PR #240, opened 2020-07-06
Create events_key_state_handler.py

Hibot12:
As intended in #239, this PR proposes creating another example of using KeyStateHandler.

### DIFF
--- a/examples/programming_guide/events_key_state_handler.py
+++ b/examples/programming_guide/events_key_state_handler.py
@@ -33,6 +33,10 @@
 # POSSIBILITY OF SUCH DAMAGE.
 # ----------------------------------------------------------------------------
 
+"""
+This example shows the KeyStateHandler polling approach when it comes to catching keyboard events.
+"""
+
 import pyglet
 
 window = pyglet.window.Window()
--- a/examples/programming_guide/events_key_state_handler.py
+++ b/examples/programming_guide/events_key_state_handler.py
@@ -33,14 +33,6 @@
 # POSSIBILITY OF SUCH DAMAGE.
 # ----------------------------------------------------------------------------
 
-"""
-"""
-
-from __future__ import print_function
-
-__docformat__ = 'restructuredtext'
-__version__ = '$Id$'
-
 import pyglet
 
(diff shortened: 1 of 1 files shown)


examples/programming_guide/events_key_state_handler.py
```diff
@@ -0,0 +1,71 @@
...
+
+import pyglet
+
+window = pyglet.window.Window()
+
+key_handler = pyglet.window.key.KeyStateHandler()
+window.push_handlers(key_handler)
+
+
+def update(*args):
```
benmoran56, line 52: To to be clear what's being passed, could you change *args to "dt"? Even if it's unused, it shows what the update method is being passed.

examples/programming_guide/events_key_state_handler.py
```diff
@@ -0,0 +1,71 @@
...
+
+"""
+"""
+
+from __future__ import print_function
+
+__docformat__ = 'restructuredtext'
+__version__ = '$Id$'
+
+import pyglet
```
benmoran56, line 44: Could you remove everything above the "import pyglet" line, and below the license section? The future import and docstring declarations are not needed anymore.   I know that they're still in the other examples, but that will get cleaned out eventually.

benmoran56:
Thank you!  I made a few comments, but other than that it looks good. If you make new commits on your end, it will automatically update the PR.

DoAltPlusF4:
In the docstring I would recommend making it clear that the KeyStateHandler is more of a polling approach to getting user input, and that both methods have different use cases.

examples/programming_guide/events_key_state_handler.py
Hibot12: Yep. Doing it right now...

examples/programming_guide/events_key_state_handler.py
Hibot12: Done.

Hibot12:
Sounds great for me, @DoAltPlusF4 .

benmoran56:
Thanks for the changes. Merged!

Your objective
Your task is to reproduce the entries exactly, starting at the first line and ending with the line containing "-33,6 +33,10 @@".

Exercise solution
PR #240, opened 2020-07-06
Create events_key_state_handler.py

Hibot12:
As intended in #239, this PR proposes creating another example of using KeyStateHandler.

### DIFF
--- a/examples/programming_guide/events_key_state_handler.py
+++ b/examples/programming_guide/events_key_state_handler.py
@@ -33,6 +33,10 @@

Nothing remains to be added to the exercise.